⟨

Issue #47, opened 2023-02-27
[Bug] `attribute 'lib' missing` when attempting to use stylix


theHedgehog0:
I'm using stylix in a nix config, and whenever I try to evaluate my system configuration, it errors out.

The error is:
```
       error: attribute 'lib' missing

       at /nix/store/lbgfhradyynfljgmv9bywhg9h3p25qyf-modules/chromium/nixos.nix:5:5:

            4|   options.stylix.targets.chromium.enable =
            5|     config.lib.stylix.mkEnableTarget "Chromium, Google Chrome and Brave" true;
             |     ^
            6|
```

I don't know what is causing this problem, but if you can help, that would be much appreciated. Please let me know if there are any other details you need.

theHedgehog0:
Yes I am. I will push my code changes to my forge and send a link to the relevant files.

theHedgehog0:
Ok, so 
* The repo is [here](https://git.pyrox.dev/pyrox/nix)
* The relevant flake.nix lines are [here](https://git.pyrox.dev/pyrox/nix/src/branch/main/flake.nix#L157-L164). These pull in the stylix module from inputs and call the [configuration file for the host](https://git.pyrox.dev/pyrox/nix/src/branch/main/hosts/zaphod/configuration.nix)
* The [stylix config](https://git.pyrox.dev/pyrox/nix/src/branch/main/hosts/zaphod/theme.nix) for the host is imported on line 24 of the `configuration.nix` file listed above. All options are taken directly from the documentation. I hope this helps, please let me know if there is other relevant documentation I can provide.

danth:
This has been reported before (#20), although it was never clear what caused it.

I would assume something outside of Stylix is the problem? You have a lot of flake inputs, and the latest commit works fine with a minimal config.

If this is the case, perhaps moving our utils into the `config.stylix` namespace rather than `config.lib` would avoid interference? Or injecting them into the real `lib`, if that is possible. However, these would both be breaking changes.

theHedgehog0:
Well, I don't know what exactly the problem would be, but I would be glad to test any potential changes. I may fork and try to put everything in a `config.stylix` namespace and see if that works.

dwarfmaster:
Maybe it's due to the fact that `config` is not computed yet when the options are evaluated (it should be fully lazy and work, but I admit not liking depending on things in config for the structure of options).

jboyens:
So, I ran into a similar problem and I've got some debugging information that may help.

The error I received was:
[...]

PR #110, opened 2023-06-24
gnome: short-circuit enable option

jboyens:
This option might not be defined by the time we're evaluated. Using `or' allows the lookup to fail and default to false.

RE: the investigation in #47

### DIFF
--- a/modules/gnome/nixos.nix
+++ b/modules/gnome/nixos.nix
@@ -13,7 +13,7 @@ in {
       description = lib.mdDoc "Whether to style GNOME";
       type = lib.types.bool;
       default = config.stylix.autoEnable 
-             && config.services.xserver.desktopManager.gnome.enable;
+             && (config.services.xserver.desktopManager.gnome.enable or false);
     };
 
   config = lib.mkIf config.stylix.targets.gnome.enable {


modules/gnome/nixos.nix
```diff
@@ -13,7 +13,7 @@ in {
       description = lib.mdDoc "Whether to style GNOME";
       type = lib.types.bool;
       default = config.stylix.autoEnable 
-             && config.services.xserver.desktopManager.gnome.enable;
+             && (config.services.xserver.desktopManager.gnome.enable or false);
```
trueNAHO, line 16: Does Nix not implement the operators such that `A && (B or false)` early exits similar to `A && B` if `B` is `false`?

jalil-salame: See linked issue, apparently `config` might not be populated at the time of evaluating this and adding the `or` fixes this.

trueNAHO (approved):
I didn't test this, but LGTM.

danth (commented):
It might be helpful to add a comment explaining why this is here, since it looks redundant at first sight

trueNAHO:
@jboyens, is this still relevant on the latest `master` commit?

jboyens:
Philosophically, yes. I can't really even attempt `master` with my config due to the `error: attribute 'mkEnableTarget' missing' issue, so I can't say for certain.  In general, the recursive nature of how stylix is implemented frankly conflicts with my NixOS config. It's not stylix's fault per se, but more an edge case of lazy loading / loading recursively vs. eagerly loading.

From my perspective, the conflicts (options that depend on config values; infinite recursion issues; etc.) are becoming more prevalent. I'm stuck pretty far back on a commit (4da2d793e586f3f45a54fb9755ee9bf39d3cd52e) as anything beyond this creates issues that I cannot work around. 

I do, however, seem to be in the overwhelming minority of those hitting these types of problems, so it's likely that stylix is just fine for most users.

I'll close this issue out.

⟩

→ Exercise
Task for the records above: copy every line in which the word "lazy" occurs.

→ Task response
Maybe it's due to the fact that `config` is not computed yet when the options are evaluated (it should be fully lazy and work, but I admit not liking depending on things in config for the structure of options).
Philosophically, yes. I can't really even attempt `master` with my config due to the `error: attribute 'mkEnableTarget' missing' issue, so I can't say for certain.  In general, the recursive nature of how stylix is implemented frankly conflicts with my NixOS config. It's not stylix's fault per se, but more an edge case of lazy loading / loading recursively vs. eagerly loading.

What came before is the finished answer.